2. Post-merge fix-forward rate per author#

For every PR that merges during the pilot, track whether the same author opens a fix-forward PR within 7 days that touches the same file. The metric is the percentage of merged PRs that get a fix-forward, by tool used.

This catches the case where a tool produces code that passes review but does not survive contact with reality. A higher fix-forward rate means the tool's output is shifting work later in the cycle, not eliminating it.

3. Review-cycle multiplier#

For every PR opened during the pilot, count the number of full review cycles before merge. A full cycle is review comments, author response, review comments, author response. The metric is the median cycles per PR by tool.

This catches the case where a tool produces output that reviewers consistently push back on. A 3-cycle median is twice the review tax of a 1.5-cycle median. The cost shows up in reviewer time, not author time.

4. Weekly engineer-reported context-switch cost#

At the end of every pilot week, ask each engineer two questions:

How many times this week did you switch from coding to a non-coding task because the tool's output required you to investigate something unexpected? (number)
How many minutes did each switch cost on average? (rough estimate)

Aggregate at the team level. The metric is the median total switch-cost minutes per engineer per week by tool.

This catches the shadow tax of the tool. A tool that is fast at the moment of suggestion but produces code that requires the engineer to drop into the docs, the GitHub issues, or a Slack channel to understand is moving cost out of the IDE and into the calendar. The Pragmatic Engineer 2026 AI Tooling Survey found that engineers using AI heavily reported a 1.5 to 3 hour weekly shadow tax. Pilots that do not measure it underweight a real cost.
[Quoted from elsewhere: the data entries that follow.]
Issue #1170, opened 2025-11-18
`VespaNNParameterOptimizer` - save progress and resume if interrupted


thomasht86:
Running this might take many hours, and if your network connection is interrupted, it will fail, and you need to start all over again 😢 
Maybe we could accept a `run_name` or something similar, and save progress somewhere, and allow for resuming if existing `run_name` is passed?

PR #1173, opened 2025-11-20
Add checkpoint/resume functionality to `VespaNNParameterOptimizer`

thomasht86:

Closing #1170 

Key changes:

- Checkpoint mechanism saves optimization progress at each stage (bucket distribution, filterFirstExploration, filterFirstThreshold, approximateThreshold, postFilterThreshold)
- Buckets now store query indices instead of full query objects to reduce state file size
- New parameters `run_name` and `resume` control checkpoint naming and resume behavior
- Replaced print statements with logger calls throughout the optimizer
- Added validation of state against current parameters to avoid resumption of a run that were run with different input.

### DIFF
--- a/docs/sphinx/source/examples/ann-parameter-tuning-vespa-cloud.ipynb
+++ b/docs/sphinx/source/examples/ann-parameter-tuning-vespa-cloud.ipynb
@@ -28,7 +28,7 @@
     "\n",
     "Approximate Nearest Neighbor (ANN) search is a powerful way to make vector search scalable and efficient. In Vespa, this is implemented by building HNSW graphs for embedding fields.\n",
     "\n",
-    "There are many parameters that controls how an ANN query is processed in Vespa\n",
+    "There are many parameters that control how an ANN query is processed in Vespa\n",
     "\n",
     "## Why different strategies are needed\n",
     "\n",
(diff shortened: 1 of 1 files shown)


boeker:
Not sure if one maybe should just add the option to specify values for the parameters instead. 🤔  Then, if a value is specified, that stage is skipped and the given value is used. This achieves roughly the same and is much simpler since it is the benchmarks that take time while the initial hit-ratio determination is comparatively short.

If the tool takes so long that it becomes unbearable, one should probably make it work faster instead of working around the slowness. Since it should only be run once, it is ok to be slow I think, but it should not be unbearably slow. For example, one could limit the number of queries in a bucket. If there are more queries in a bucket than the limit specifies, one could just choose a random subset.

thomasht86:
> Don't we want to sample `max_queries_per_benchmark` queries _per bucket_? If we have 20.000 queries in a bucket, then we should sample 100 from these, but if we only have 90 in a bucket, then we should use all these 90 queries. Otherwise, we might get very few queries in a bucket benchmark, which means that that specific benchmark result will be reliable.
> 
> Ideally, we would want to get the same number of queries, say 100, in a bucket. This then allows to make a reasonable choice for the number of benchmark repetitions. For example 10 repetitions than would mean that we take 10 * 100 samples, which would be constant across all buckets.

I did consider that, but isn`t much easier for user to relate to total queries?
In the case you're suggesting the user can't control number of total queries (and thus runtime) directly, right? 

And don't we want the distribution of queries to resemble their real query load?
 
Considering that many queries may have same hit ratios, but look completely different and have different response times, it seems reasonable to try to match the distribution for more transferrable results? Though I do agree that this may cause very few queries for some buckets, but as long as they are warned and aware, isn't that OK?

boeker:
> 1. It is more important to have enough queries per bucket than to approximate total distribution.

Exactly. I don't think we would benefit from approximating the total distribution at this point. You could use this to get the overall average response time/recall, but we do not compute this anywhere.

> * More stable results for _all_ buckets is more important than more accurate results for the _few_ buckets with many queries.

Yes. Having a single inaccurate bucket could throw the results off (suggest a latency spike where there is none, for example). So one has to try to avoid that.

> Should we consider not testing all percentages?

We could do that. Here, one could either do this in general (leave out some buckets) or try this in a more targeted way. Here, one should try to do this with the `filterFirstExploration` suggestion first since this takes the most time and has the most optimization potential (Only the results for buckets with low hit ratios matter, so we only have to benchmark these.)

Edit: Another meaningful optimization could be to cache the exact results in recall computations.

5. Code-survival rate at 30 days#

Tag every PR merged during the pilot with the tool used. At day 30 after merge, query for the percentage of lines from each PR that still exist unchanged in main. The metric is the survival rate by tool.
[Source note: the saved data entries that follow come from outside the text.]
PR #1175, opened 2025-12-04
Perf tests, token vs mlts peformance

sebastiannberg:


tests/perf/conftest.py
```diff
@@ -0,0 +1,92 @@
...
+            "mtls_url": mtls_url,
+            "token_url": token_url,
+            "token": secret_token,
+            "cert_path": cert_path,
+            "key_path": key_path,
+        }
+    finally:
+        token_app.delete_all_docs(
+            content_cluster_name="msmarco_content", schema=app_package.name
+        )
```
thomasht86: We can remove this as it takes some time and is redundant as app is deleted anyway

sebastiannberg:
nice!

PR #1177, opened 2025-12-09
Thomasht86/add model config

thomasht86:

This lays out the base for doing a lot simpler evaluation of a hybrid search Vespa application, using eg. `mteb` library, using the `get_hybrid_package` - method combined with one or several `ModelConfig` objects as main entry point. 
Think we also need a way to connect the query parameters/ functions in some way. 
Let's discuss tomorrow.

### DIFF
--- a/tests/unit/test_models.py
+++ b/tests/unit/test_models.py
@@ -526,7 +526,6 @@ class TestCreateSemanticRankProfile:
         similarity_func = profile.functions[0]
         assert "closeness(field, embedding)" in similarity_func.expression
         # Should have transformation for hamming distance
-        assert "1/(1 + " in similarity_func.expression
 
     def test_custom_profile_name(self):
         """Test semantic profile with custom name."""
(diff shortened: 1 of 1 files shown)


thomasht86:
I will fix unit tests - just committed a related change

vespa/models.py
```diff
@@ -0,0 +1,896 @@
...
+        # Validate embedding dimension
+        if self.embedding_dim <= 0:
+            raise ValueError(
+                f"embedding_dim must be positive, got {self.embedding_dim}"
+            )
+
+        # Override embedding_field_type to int8 if binarized is True
+        if self.binarized:
+            object.__setattr__(self, "embedding_field_type", "int8")
+            # Validate binarized embeddings require dimension divisible by 8
```
sebastiannberg: Would be nice to have some kind of logging or feedback when we override attributes to make it more clear what is going on and why, but not a requirement

sebastiannberg (approved):

PR #1193, opened 2026-01-09
Add short page with infos on ANN parameter tuning to front page

boeker:
This adds  a short page with infos on ANN parameter tuning to the front page. The goal is to make the ANN parameter tuning easier to find and then to forward the reader to the example.


thomasht86 (approved):
Nice!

This catches the case where a tool produces code that ships but gets rewritten. A tool with high acceptance and low survival is producing slop. A tool with lower acceptance and high survival is producing more durable code per accepted suggestion.

Tracking this requires a git-history query. The tooling for it is one small script; jscpd-history, git-blame, or a Python script using GitPython all work.

The combined score#

After 4 weeks, you have five numbers per tool. Normalize each to a 0-100 scale (best observed is 100, worst is 0) and average. The tool with the highest combined score wins your pilot.

The vendor will not lead with these numbers. Some of them, the vendor cannot produce because they require data only your team has (your file paths, your reviewer comments, your PR history). The combined score is defensible because every input is something your engineering leadership team can verify independently. It is also defensible because the inputs are tied to the work the team actually does, not to a benchmark task that may or may not look like your codebase.

What to do this week#

If you are evaluating an AI coding tool in the next 90 days, do not run a free trial without a measurement framework. Pick the 5-8 representative tasks. Decide which engineers will participate. Set up the tracking spreadsheet. Then start the trial with the metrics in place.

If you are already inside a pilot and have not been measuring these, you can start the measurement framework today and run it for 2 more weeks. Two weeks of data on the full framework is more useful than 8 weeks of acceptance-rate data.

The vendors all want a fast decision based on the easiest metric. The framework above forces a slower decision based on the metrics that matter. The slower decision saves you from the cost of switching tools 9 months from now when the acceptance-rate number turned out to be the wrong thing to optimize.